Issue #1742, opened 2020-11-04
Varius Template Style Issues


MarcSkovMadsen:
I plan to contribute PR to fix or improve the below ASAP. Screenshots are from current MASTER branch. 

This Bug Report is created to collect the bugs.

#### Material Template

![image](https://user-images.githubusercontent.com/42288570/98129196-24cb0500-1eb9-11eb-8f60-55811057e186.png)

#### Bootstrap

Does not obey `main_max_width`

![image](https://user-images.githubusercontent.com/42288570/98129333-4d52ff00-1eb9-11eb-9569-e8b36fcc101a.png)

![image](https://user-images.githubusercontent.com/42288570/98130928-167de880-1ebb-11eb-99c7-d46758d37ae7.png)

#### React

![image](https://user-images.githubusercontent.com/42288570/98129614-9c992f80-1eb9-11eb-9938-145a7469c896.png)

#### Vanilla

![image](https://user-images.githubusercontent.com/42288570/98129703-b9cdfe00-1eb9-11eb-8fb2-c083a684b0a0.png)

MarcSkovMadsen:
Upps. The tests above are not fully valid. I at awesome-panel.org I have some css fixes for Panel 0.10. The above is for MASTER.

I will do the PR based on master and the test_manual.py file and only fix issues on that.

philippjfr:
Are these all fixed now? Please reopen if not.

PR #1743, opened 2020-11-04
Template Fixes - Mostly sidebar or main heights

MarcSkovMadsen:
In https://github.com/holoviz/panel/issues/1742 I noted some template issues. This PR fixes the issues I see when using the `test_manual.py` app to test. This is mainly main height fixes. And then the Bootstrap Template did not support the `main_max_width` parameter.

I have checked both in Chrome and Firefox.

I could not fix the Bootstrap sidebar at `300px` so I did not change that.

I will not do more now. I think this is the most important to fix.

### DIFF
--- a/panel/template/bootstrap/bootstrap.css
+++ b/panel/template/bootstrap/bootstrap.css
@@ -12,6 +12,7 @@ body {
 }
 
 #sidebar {
+  padding: 15px;
   transition: all 0.2s cubic-bezier(0.945, 0.020, 0.270, 0.665);
   transform-origin: center left; /* Set the transformed position of sidebar to center left side. */
   overflow-y: scroll;
--- a/panel/template/bootstrap/bootstrap.html
+++ b/panel/template/bootstrap/bootstrap.html
@@ -71,7 +71,7 @@
           {% for doc in docs %}
           {% for root in doc.roots %}
           {% if "main" in root.tags %}
-          {{ embed(root) | indent(4) }}
+          {{ embed(root) | indent(6) }}
           {% endif %}
           {% endfor %}
           {% endfor %}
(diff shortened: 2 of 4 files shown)


panel/template/bootstrap/bootstrap.html
```diff
@@ -65,13 +65,19 @@
...
-      {% for root in doc.roots %}
-      {% if "main" in root.tags %}
-      {{ embed(root) | indent(4) }}
+      {% if main_max_width %}
+        <div style="margin-left: auto; margin-right: auto;max-width: {{main_max_width}}">
+      {% endif %}
+          {% for doc in docs %}
+          {% for root in doc.roots %}
+          {% if "main" in root.tags %}
+          {{ embed(root) | indent(4) }}
```
philippjfr, line 74:
```suggestion
          {{ embed(root) | indent(6) }}
```

panel/template/react/react.css
```diff
@@ -36,7 +36,7 @@ a.navbar-brand {
   text-decoration-style: initial;
   text-decoration-color: initial;
   font-weight: 400;
-  font-size: 1.5em;
+  font-size: 2.0em;
```
philippjfr, line 39: Can you show me what that looks like?

panel/template/bootstrap/bootstrap.css
```diff
@@ -12,6 +12,7 @@ body {
 }
 
 #sidebar {
+  padding: 15px;
```
philippjfr, line 15: Did bootstrap have no padding unlike other templates?

MarcSkovMadsen: Yes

• Try it
Copy each entry above exactly, character for character.

• Solution for this exercise
Issue #1742, opened 2020-11-04
Varius Template Style Issues


MarcSkovMadsen:
I plan to contribute PR to fix or improve the below ASAP. Screenshots are from current MASTER branch. 

This Bug Report is created to collect the bugs.

#### Material Template

![image](https://user-images.githubusercontent.com/42288570/98129196-24cb0500-1eb9-11eb-8f60-55811057e186.png)

#### Bootstrap

Does not obey `main_max_width`

![image](https://user-images.githubusercontent.com/42288570/98129333-4d52ff00-1eb9-11eb-9569-e8b36fcc101a.png)

![image](https://user-images.githubusercontent.com/42288570/98130928-167de880-1ebb-11eb-99c7-d46758d37ae7.png)

#### React

![image](https://user-images.githubusercontent.com/42288570/98129614-9c992f80-1eb9-11eb-9938-145a7469c896.png)

#### Vanilla

![image](https://user-images.githubusercontent.com/42288570/98129703-b9cdfe00-1eb9-11eb-8fb2-c083a684b0a0.png)

MarcSkovMadsen:
Upps. The tests above are not fully valid. I at awesome-panel.org I have some css fixes for Panel 0.10. The above is for MASTER.

I will do the PR based on master and the test_manual.py file and only fix issues on that.

philippjfr:
Are these all fixed now? Please reopen if not.

PR #1743, opened 2020-11-04
Template Fixes - Mostly sidebar or main heights

MarcSkovMadsen:
In https://github.com/holoviz/panel/issues/1742 I noted some template issues. This PR fixes the issues I see when using the `test_manual.py` app to test. This is mainly main height fixes. And then the Bootstrap Template did not support the `main_max_width` parameter.

I have checked both in Chrome and Firefox.

I could not fix the Bootstrap sidebar at `300px` so I did not change that.

I will not do more now. I think this is the most important to fix.

### DIFF
--- a/panel/template/bootstrap/bootstrap.css
+++ b/panel/template/bootstrap/bootstrap.css
@@ -12,6 +12,7 @@ body {
 }
 
 #sidebar {
+  padding: 15px;
   transition: all 0.2s cubic-bezier(0.945, 0.020, 0.270, 0.665);
   transform-origin: center left; /* Set the transformed position of sidebar to center left side. */
   overflow-y: scroll;
--- a/panel/template/bootstrap/bootstrap.html
+++ b/panel/template/bootstrap/bootstrap.html
@@ -71,7 +71,7 @@
           {% for doc in docs %}
           {% for root in doc.roots %}
           {% if "main" in root.tags %}
-          {{ embed(root) | indent(4) }}
+          {{ embed(root) | indent(6) }}
           {% endif %}
           {% endfor %}
           {% endfor %}
(diff shortened: 2 of 4 files shown)


panel/template/bootstrap/bootstrap.html
```diff
@@ -65,13 +65,19 @@
...
-      {% for root in doc.roots %}
-      {% if "main" in root.tags %}
-      {{ embed(root) | indent(4) }}
+      {% if main_max_width %}
+        <div style="margin-left: auto; margin-right: auto;max-width: {{main_max_width}}">
+      {% endif %}
+          {% for doc in docs %}
+          {% for root in doc.roots %}
+          {% if "main" in root.tags %}
+          {{ embed(root) | indent(4) }}
```
philippjfr, line 74:
```suggestion
          {{ embed(root) | indent(6) }}
```

panel/template/react/react.css
```diff
@@ -36,7 +36,7 @@ a.navbar-brand {
   text-decoration-style: initial;
   text-decoration-color: initial;
   font-weight: 400;
-  font-size: 1.5em;
+  font-size: 2.0em;
```
philippjfr, line 39: Can you show me what that looks like?

panel/template/bootstrap/bootstrap.css
```diff
@@ -12,6 +12,7 @@ body {
 }
 
 #sidebar {
+  padding: 15px;
```
philippjfr, line 15: Did bootstrap have no padding unlike other templates?

MarcSkovMadsen: Yes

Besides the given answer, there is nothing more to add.